▶ **Action item**
Every record is to be printed exactly as it appears.

----------

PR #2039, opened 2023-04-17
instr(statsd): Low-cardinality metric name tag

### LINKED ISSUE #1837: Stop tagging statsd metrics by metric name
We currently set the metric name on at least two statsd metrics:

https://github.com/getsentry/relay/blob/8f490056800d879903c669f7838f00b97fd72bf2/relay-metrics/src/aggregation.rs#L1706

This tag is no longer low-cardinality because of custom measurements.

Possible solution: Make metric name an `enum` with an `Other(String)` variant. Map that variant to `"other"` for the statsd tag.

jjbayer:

----------

▶ **Answer below**
PR #2039, opened 2023-04-17
instr(statsd): Low-cardinality metric name tag

### LINKED ISSUE #1837: Stop tagging statsd metrics by metric name
We currently set the metric name on at least two statsd metrics:

https://github.com/getsentry/relay/blob/8f490056800d879903c669f7838f00b97fd72bf2/relay-metrics/src/aggregation.rs#L1706

This tag is no longer low-cardinality because of custom measurements.

Possible solution: Make metric name an `enum` with an `Other(String)` variant. Map that variant to `"other"` for the statsd tag.

jjbayer:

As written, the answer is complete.